The whole town gathered at His doorway.  He healed great numbers of people who were suffering with all kinds of issues and disorders.  God in the flesh had come to a sleepy little town filled with people in desperate need.  And I'm sure when the last person left the house it was significantly late in the evening, if not well into the early morning hours.  And you just have to love the next verse...very early in the morning, while it was still dark, Jesus got up, left the house and went off to a deserted place, and there he prayed.  I'm not exactly sure what this looked like, but maybe he prayed the words of Psalm 23..."He makes me lie down in green pastures, he leads me beside quiet waters, he restores my soul...my cup overflows...and I will dwell in the house of the Lord forever."  Or maybe it was the words of Psalm 37..."Trust in the Lord and do good; dwell in the land and enjoy safe pasture.  Delight yourself in the Lord and he will give you the desires of your heart."  Or perhaps even Psalm 131...I have stilled and quieted my soul; like a weaned child with its mother, like a weaned child is my soul within me."  Whatever he prayed, it gave him life and sustenance and renewal...and direction for the day ahead. 

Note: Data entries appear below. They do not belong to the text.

PR #12033, opened 2022-07-07
Better BR elements handling

### LINKED ISSUE #10217: Extra paragraph and break elements when copy/pasting from Google Docs
## 📝 Provide detailed reproduction steps

1. Go to https://docs.google.com/document/d/1abo1Ca_RHEmuXnAX6k_z0itHihQb3g9rJRM3x4vQ25w/edit
2. Copy some text
3. Go to https://ckeditor.com/docs/ckeditor5/latest/features/basic-styles.html#demo
4. Paste the text

### ✔️ Expected result

image

image

### ❌ Actual result

image

image

## 📃 Other details

* Browser: Tested on Google Chrome Version 91.0.4472.164, Firefox 91.0b7 (64-bit), Safari Version 14.1.1 (16611.2.7.1.4)
* OS: macOS Big Sur Version 11.4
* First affected CKEditor version: 26.0.0
* Installed CKEditor plugins: 

```JSON
    "@ckeditor/ckeditor5-alignment": "^29.0.0",
    "@ckeditor/ckeditor5-autoformat": "^29.0.0",
    "@ckeditor/ckeditor5-basic-styles": "^29.0.0",
    "@ckeditor/ckeditor5-block-quote": "^29.0.0",
    "@ckeditor/ckeditor5-build-classic": "^29.0.0",
    "@ckeditor/ckeditor5-core": "^29.0.0",
    "@ckeditor/ckeditor5-dev-utils": "^25.2.6",
    "@ckeditor/ckeditor5-dev-webpack-plugin": "^25.2.6",
    "@ckeditor/ckeditor5-editor-classic": "^29.0.0",
    "@ckeditor/ckeditor5-essentials": "^29.0.0",
    "@ckeditor/ckeditor5-font": "^29.0.0",
    "@ckeditor/ckeditor5-heading": "^29.0.0",
    "@ckeditor/ckeditor5-highlight": "^29.0.0",
    "@ckeditor/ckeditor5-indent": "^29.0.0",
    "@ckeditor/ckeditor5-link": "^29.0.0",
    "@ckeditor/ckeditor5-list": "^29.0.0",
    "@ckeditor/ckeditor5-media-embed": "^29.0.0",
    "@ckeditor/ckeditor5-paragraph": "^29.0.0",
    "@ckeditor/ckeditor5-paste-from-office": "^29.0.0",
    "@ckeditor/ckeditor5-react": "^3.0.2",
    "@ckeditor/ckeditor5-remove-format": "^29.0.0",
    "@ckeditor/ckeditor5-special-characters": "^29.0.0",
    "@ckeditor/ckeditor5-table": "^29.0.0",
    "@ckeditor/ckeditor5-theme-lark": "^29.0.0",
    "@ckeditor/ckeditor5-typing": "^29.0.0",
    "@ckeditor/ckeditor5-ui": "^29.0.0",
```

Built from source for React with Webpack as per official guideline.

Trying to update from 23.1.0 to the latest. Currently updated up to 25.0.0

---

niegowski:

Fix (enter): A `<br>` element between blocks should be converted to an empty paragraph. Closes #10217.

Test (clipboard): Added test for pasting content with `<br>` element between blocks. See #10217.

Internal (engine): Handling of `<br>` elements in the data pipeline moved from `DomConverter` to the `softBreak` conversion.

---

### Additional information

The original issue is only about pasting such content (trimmed for readability):

```html
<p>A</p>
<br />
<p>B</p>
```

This content expects 3 paragraphs and the middle one is empty but got converted (because of auto-paragraphing, softBreak is not allowed in root context) as:
```html
<paragraph>A</paragraph>
<paragraph><softBreak/></paragraph>
<paragraph>B</paragraph>
```

But since this is very generic HTML and the behavior of `<br>` elements is very specific in web browsers I did some research to find out how different `<br>` scenarios are handled by a web browser and CKE5. 

<details>
<summary>Here is a result (from a manual test: http://fake.ckeditor.com:8125/ckeditor5-enter/tests/manual/softbreak-paragraphing.html):</summary>

</details>

#### The broken cases

<table><tbody><tr><td><strong>Input</strong></td><td><strong>Actual</strong></td><td><strong>Expected</strong></td></tr><tr><td><pre><code class="language-html">&lt;br&gt;
&lt;p&gt;foo&lt;/p&gt;</code></pre></td><td><pre><code class="language-html">&lt;p&gt;&lt;br&gt;&amp;nbsp;&lt;/p&gt;
&lt;p&gt;foo&lt;/p&gt;</code></pre></td><td><pre><code class="language-html">&lt;p&gt;&amp;nbsp;&lt;/p&gt;
&lt;p&gt;foo&lt;/p&gt;</code></pre></td></tr><tr><td><pre><code class="language-html">&lt;p&gt;before&lt;/p&gt;
&lt;br&gt;
&lt;p&gt;after&lt;/p&gt;</code></pre></td><td><pre><code class="language-html">&lt;p&gt;before&lt;/p&gt;
&lt;p&gt;&lt;br&gt;&amp;nbsp;&lt;/p&gt;
&lt;p&gt;after&lt;/p&gt;</code></pre></td><td><pre><code class="language-html">&lt;p&gt;before&lt;/p&gt;
&lt;p&gt;&amp;nbsp;&lt;/p&gt;
&lt;p&gt;after&lt;/p&gt;</code></pre></td></tr><tr><td><pre><code class="language-html">&lt;p&gt;before&lt;/p&gt;
foo&lt;br&gt;
&lt;p&gt;after&lt;/p&gt;</code></pre></td><td><pre><code class="language-html">&lt;p&gt;before&lt;/p&gt;
&lt;p&gt;foo&lt;br&gt;&amp;nbsp;&lt;/p&gt;
&lt;p&gt;after&lt;/p&gt;</code></pre></td><td><pre><code class="language-html">&lt;p&gt;before&lt;/p&gt;
&lt;p&gt;foo&lt;/p&gt;
&lt;p&gt;after&lt;/p&gt;</code></pre></td></tr><tr><td><pre><code class="language-html">&lt;p&gt;before&lt;/p&gt;
foo&lt;br&gt; {whitespaces}
&lt;p&gt;after&lt;/p&gt;</code></pre></td><td><pre><code class="language-html">&lt;p&gt;before&lt;/p&gt;
&lt;p&gt;foo&lt;br&gt;&amp;nbsp;&lt;/p&gt;
&lt;p&gt;after&lt;/p&gt;</code></pre></td><td><pre><code class="language-html">&lt;p&gt;before&lt;/p&gt;
&lt;p&gt;foo&lt;/p&gt;
&lt;p&gt;after&lt;/p&gt;</code></pre></td></tr><tr><td><pre><code class="language-html">&lt;p&gt;before&lt;/p&gt;
&lt;p&gt;foo&lt;br&gt; {whitespaces} &lt;/p&gt;
&lt;p&gt;after&lt;/p&gt;</code></pre></td><td><pre><code class="language-html">&lt;p&gt;before&lt;/p&gt;
&lt;p&gt;foo&lt;br&gt;&amp;nbsp;&lt;/p&gt;
&lt;p&gt;after&lt;/p&gt;</code></pre></td><td><pre><code class="language-html">&lt;p&gt;before&lt;/p&gt;
&lt;p&gt;foo&lt;/p&gt;
&lt;p&gt;after&lt;/p&gt;</code></pre></td></tr><tr><td><pre><code class="language-html">&lt;p&gt;foo&lt;/p&gt;
&lt;br&gt;</code></pre></td><td><pre><code class="language-html">&lt;p&gt;foo&lt;/p&gt;
&lt;p&gt;&lt;br&gt;&amp;nbsp;&lt;/p&gt;</code></pre></td><td><pre><code class="language-html">&lt;p&gt;foo&lt;/p&gt;
&lt;p&gt;&amp;nbsp;&lt;/p&gt;</code></pre></td></tr></tbody></table>

Above cases were failing also while `<br>` was wrapped with some inline elements (like a link or strong).

The only case that was explicitly handled by the editor was `<p><br></p>` and it was fragile to any whitespace around BR element.

#### First solution attempt

I was trying to solve the issue by extending the `<p><br></p>` case that was handled in DomConverter:

[https://github.com/ckeditor/ckeditor5/blob/2a22cd92fba9d2e7a8d03d7838c61e379ef41aa2/packages/ckeditor5-engine/src/view/domconverter.js#L1080-L1083](https://github.com/ckeditor/ckeditor5/blob/2a22cd92fba9d2e7a8d03d7838c61e379ef41aa2/packages/ckeditor5-engine/src/view/domconverter.js#L1080-L1083)

But it had problems:

*   it required using a lot of text trimming logic (that logic is already implemented in `DomConverter` but it would require triggering it multiple times to handle look-ahead checks (for checking block fillers and to trim text itself)
*   it was a "hack" because in the data pipeline only NBSP block fillers are legit, BRs were an additional workaround because they would not land normally in the data pipeline
*   while replacing `<br/>` by a `<p></p>` in some cases, it generated paragraphs nested in other paragraphs or other block elements that could contain text so the generated view structure would be messed up (but upcast conversion to the model would handle it properly)

#### Final solution

I decided to move the main solution to `softBreak` upcast converter because:

*   the proper NBSP block fillers would be already removed
*   all text nodes would be properly trimmed (especially useful for lookahead checks)
*   scenarios of handling BR elements in a specific contexts are much clearer there

You could check how browsers and the editor are handling `<br>`s in some cases in the new [manual test](http://fake.ckeditor.com:8125/ckeditor5-enter/tests/manual/softbreak-paragraphing.html).


oleq (dismissed):
The functionality looks OK.

* There's a problem with GHS.

* I'd add a regular test for paste from office just for the reference and future developers who may come across this issue.

Reinmar:
> Internal (engine): Handling of `<br>` elements in the data pipeline moved from `DomConverter` to the `softBreak` conversion.

I don't know whether we can call this an internal change. The feature was moved from the engine to a plugin. Did you think on how the behavior of the editor without SoftBreak changed? A thing to consider is that it also touches pasting. Editors without this plugin will be quite rare so we can be rather liberal here, but let's at least have this thought through.

Reinmar:
Thanks for writing down these thoughts. It's an interesting idea to move the code to the plugin. It's definitely more elegant if `<br>` handling is done on a conversion layer – fewer things to worry about this at that stage.

OTOH, we're now moving logic that was resolving issues related to how semantic data has to be enhanced to show well in a browser (or strip from these enhancements) to the conversion layer. But on the third hand, that's where we clean up the content and fix where it was misformatted (e.g. autoparagraphs, wrong nesting, disallowed children, etc.).

So, an important thing to consider here is that those BRs are not part of the enhancement that we did. We use `<br>`s only in the BR mode and those are still ["deenhanced" correctly by DomConverter](https://github.com/ckeditor/ckeditor5/pull/12033/files#diff-3faad2836937de50b583589a4fdf4e0bc1cc2e03e019c106d1f3a5d5f7214e6dR1076): which guarantees its symmetricity. Other `<br>`s can be part of the cleanup done on the conversion layer.

So after giving it a deeper thought, I think the change makes sense.

Reinmar:
One more thing to consider: Performance.

We had poor implementation, but probably negligible from the performance pov. Now, it's more complete, but at what cost?

packages/ckeditor5-clipboard/tests/clipboardpipeline.js
```diff
@@ -359,6 +360,24 @@ describe( 'ClipboardPipeline feature', () => {
 			expect( stringifyModel( spy.args[ 0 ][ 0 ] ) ).to.equal( 'x<paragraph>y</paragraph>' );
 		} );
 
+		it( 'converts BR elements between paragraphs to an empty paragraph', () => {
```
Reinmar, line 363:
```suggestion
		// See https://github.com/ckeditor/ckeditor5/issues/10217
		it( 'converts BR elements between paragraphs to an empty paragraph', () => {
```

packages/ckeditor5-typing/tests/input.js
```diff
@@ -514,6 +514,43 @@ describe( 'Input feature', () => {
 			expect( getViewData( view ) ).to.equal( '<p><strong>Foo</strong> {}</p>' );
 		} );
 
+		it( 'should handle bogus br correctly (with custom br to softBreak converter)', () => {
```
Reinmar, line 517: How did you come up with these tests? Did you encounter some regressions after making this change? Does it anyhow affect beforeinput-related work?

Reinmar:
The first test I done was ctrl+a, ctrl+c in this page (PR) and paste it to http://localhost:8125/ckeditor5/tests/manual/all-features.html

Unfortunately, on this branch crashes with:

```
converters.js:849 Uncaught TypeError: Cannot read properties of null (reading 'start')
    at viewToModelListItemChildrenConverter (converters.js:849:1)
    at UpcastDispatcher.viewModelConverter (converters.js:388:1)
    at UpcastDispatcher.fire (emittermixin.js:200:1)
    at UpcastDispatcher._convertItem (upcastdispatcher.js:258:1)
    at UpcastDispatcher._convertChildren (upcastdispatcher.js:291:1)
    at UpcastDispatcher.<anonymous> (upcasthelpers.js:441:1)
    at UpcastDispatcher.fire (emittermixin.js:200:1)
    at UpcastDispatcher._convertItem (upcastdispatcher.js:258:1)
    at UpcastDispatcher._convertChildren (upcastdispatcher.js:291:1)
    at UpcastDispatcher.<anonymous> (upcasthelpers.js:790:1)
```

The best way to test conversion and anything related to that is to take random pieces of HTML from various websites and just paste :D

Reinmar:
I was curious whether the PR indeed fixes the original issue. So, how paste from this document works: https://docs.google.com/document/d/1abo1Ca_RHEmuXnAX6k_z0itHihQb3g9rJRM3x4vQ25w/edit

**NOTE:** This document is really oddly formatted. When you test a normal document, created with normal paragraphs in Google Docs (I tested some other docs I had), the result is better.

### Before

```html
<p>
    <span style="background-color:transparent;color:#000000;font-family:Arial;font-size:11pt;">Sometimes, there’s nothing scarier than a blank page waiting to be filled - especially when it comes to figuring out how to start a resume.&nbsp;</span>
</p>
<p>
    <br>
    &nbsp;
</p>
<p>
    <span style="background-color:transparent;color:#000000;font-family:Arial;font-size:11pt;">For every position that you apply for, you will need to stand out in a pile of applications through your professional experience, achievements, and education, to impress recruiters.&nbsp;</span>
</p>
<p>
    <br>
    &nbsp;
</p>
<p>
    <span style="background-color:transparent;color:#000000;font-family:Arial;font-size:11pt;">Just thinking about all this may make starting your resume seem like a Herculean task.&nbsp;</span>
</p>
<p>
    <br>
    &nbsp;
</p>
```

### On this PR

```html
<p>
    <span style="background-color:transparent;color:#000000;">Sometimes, there’s nothing scarier than a blank page waiting to be filled - especially when it comes to figuring out how to start a resume.&nbsp;</span>
</p>
<p>
    &nbsp;
</p>
<p>
    <span style="background-color:transparent;color:#000000;">For every position that you apply for, you will need to stand out in a pile of applications through your professional experience, achievements, and education, to impress recruiters.&nbsp;</span>
</p>
<p>
    &nbsp;
</p>
<p>
    <span style="background-color:transparent;color:#000000;">Just thinking about all this may make starting your resume seem like a Herculean task.&nbsp;</span>
</p>
<p>
    &nbsp;
</p>
```

Hmm... there are still empty paragraphs that aren't visible in the original document. If paragraphs are styled to have margins (as in our docs) it looks like this:



So, differently than in Google Docs. However, as I mentioned,  the problem is with the styling, not data.

I decided to check CKE4 and TinyMCE's powerpaste out of curiosity too as they worked on their filtering systems for a couple more years. Yet, the results are identical.

### CKEditor 4



### TinyMCE



### To sum up

The PR resolves the reported issue but it's probably even impossible to ensure that the content look very much alike between Google Docs and other systems.

Reinmar:
I did some quick performance tests and for a 12kb of content that's relatively heavy with `<br>`s, the difference was negligible: 190ms -> 210ms.

packages/ckeditor5-typing/tests/input.js
niegowski: The case is that those bogus BRs are stripped while converting to the model (input compares the current model and the model generated from the modified DOM). This case won't affect the beforeinput because it's not used there anymore.

niegowski:
> Unfortunately, on this branch crashes with:
> 
> ```
> converters.js:849 Uncaught TypeError: Cannot read properties of null (reading 'start')
>     at viewToModelListItemChildrenConverter (converters.js:849:1)
>     at UpcastDispatcher.viewModelConverter (converters.js:388:1)
>     at UpcastDispatcher.fire (emittermixin.js:200:1)
>     at UpcastDispatcher._convertItem (upcastdispatcher.js:258:1)
>     at UpcastDispatcher._convertChildren (upcastdispatcher.js:291:1)
>     at UpcastDispatcher.<anonymous> (upcasthelpers.js:441:1)
>     at UpcastDispatcher.fire (emittermixin.js:200:1)
>     at UpcastDispatcher._convertItem (upcastdispatcher.js:258:1)
>     at UpcastDispatcher._convertChildren (upcastdispatcher.js:291:1)
>     at UpcastDispatcher.<anonymous> (upcasthelpers.js:790:1)
> ```

I narrowed the crashing content to:

```html
<ul>
	<li>foo<br><custom-element></custom-element></li>
</ul>
```

niegowski:
> I narrowed the crashing content to:
> 
> ```html
> <ul>
> 	<li>foo<br><custom-element></custom-element></li>
> </ul>
> ```

So the problem is that `<custom-element>` and any inline object (like ``) were ignored while looking for the BR's sibling so the BR converter consumed it but without providing any model element. This crashed on this line:

[https://github.com/ckeditor/ckeditor5/blob/833f3958d64a8ce28dd6392ef55d29b216e561df/packages/ckeditor5-list/src/list/converters.js#L849](https://github.com/ckeditor/ckeditor5/blob/833f3958d64a8ce28dd6392ef55d29b216e561df/packages/ckeditor5-list/src/list/converters.js#L849)

because there is no `result.modelRange` for not converted element.

The case of known inline object elements (like ``) is now solved but the case where there is an unknown inline object is not solved. These cases are fixed:

```html
foo<br><img/>
foo<br><custom-element><img/></custom-element>
<p>foo<br><img/></p>
<p>foo<br><custom-element><img/></custom-element></p>
```

But if the custom element does not contain any content then it crashes:

```html
foo<br><custom-element></custom-element>
```

But there might be more cases where this would fail because of the line mentioned above.

Reinmar:
I'm worried that in ab3e3ad you added just a single test. I'd generate a couple more for weird variations: elements before, multiple elements one by one, other inline elements, etc. I found that the tree-walking logic is often incomplete.

Reinmar:
I did some more smoke tests and also checked whether we didn't start losing more `<br>`s. The results are good:

(left is on the PR, right is master)



If there are differences, they look like this one.

Reinmar:
> So if any feature is using `conversionApi.convertItem()` and is not verifying whether the given view node got converted then it could crash (in the feature code). Of course, this applies to generic cases that do not use it to convert a specific view element (we use it in the table, and image features but we pass a very specific element that we know will be converted - `img` or `table`). The `conversionApi.convertChildren()` is safe because it verifies whether the `modelRange` was returned from the single child conversion and also always returns the range (sometimes collapsed at the `modelCursor` position).

In other words, the frequency will be really low. There has to be a combination of a custom converter, using `convertItem()`, not checking the range, and having `<br>` in the content inside that element.

niegowski:
> In other words, the frequency will be really low. There has to be a combination of a custom converter, using `convertItem()`, not checking the range, and having `<br>` in the content inside that element.

Yes.

Reinmar:
CI was clean apart from a usual 404 in manual tests.

Reinmar:
This change will be reverted in #12183.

While he was off by himself spending this intimate time with His Father, much was going on back in town.  People had heard; they had caught wind of the happenings of the night before and were already knocking on the door again, probably before it was even light outside.  Maybe they had brought a neighbor or a family friend, or a relative from a few miles away.  But the words the disciples meet Jesus with when they finally do find him tell the whole story.  "Where are you?  Don't you know that everyone is looking for you?  There are more needy people at our doorstep, come on, get with it, we have to go do something about this."

But the answer Jesus gives them shows us something very telling about the time he had just spent with his Father.  It was that time and space that guided and determined his life and his steps; not demands, not needs, not expectations...there will always be those, just as there will always be needy and broken and hurting people.  Jesus' life and direction was determined by something much deeper and bigger than that, it was determined by the voice of God.  He guides me in the paths of righteousness for his name's sake say the beautiful words of the ancient prayer (Psalm 23:3).  And indeed it's true.  Prayer determined Jesus' direction.  What determines mine?

It is our life (and time and space) with God that must determine everything, if it is ever to be of any eternal value or significance.  He must determine my steps, the details of my day, and more importantly my mission and my purpose.  Too often, if I don't have a very clear picture of who God wants me to be and what he wants me to be about, I can get distracted or derailed by the thousand-and-one details, expectations, demands, and voices of the external world and lose track of that eternal must he has placed deep within me.  I must be led by something larger than events, expectations, demands, or circumstances.  I must be guided by something with substance, with true rootedness.  I guess the question becomes: Unless I consistently make time and space for God, and for prayer, how will I ever know if the things that have found their way onto my plate are really the things that are mine (the things He has in mind for me) to do?  There is a very thin, and sometimes almost indiscernible, line between calling and compulsion; between what God is truly calling me to be about versus what I think I need to be about due to my own deepest fears and insecurities. Sometimes it's really hard to tell the difference between the two.  Therefore, let us be like Jesus, and let us early in the morning, while it is still dark, get up, leave the house and go off to a deserted place, and pray.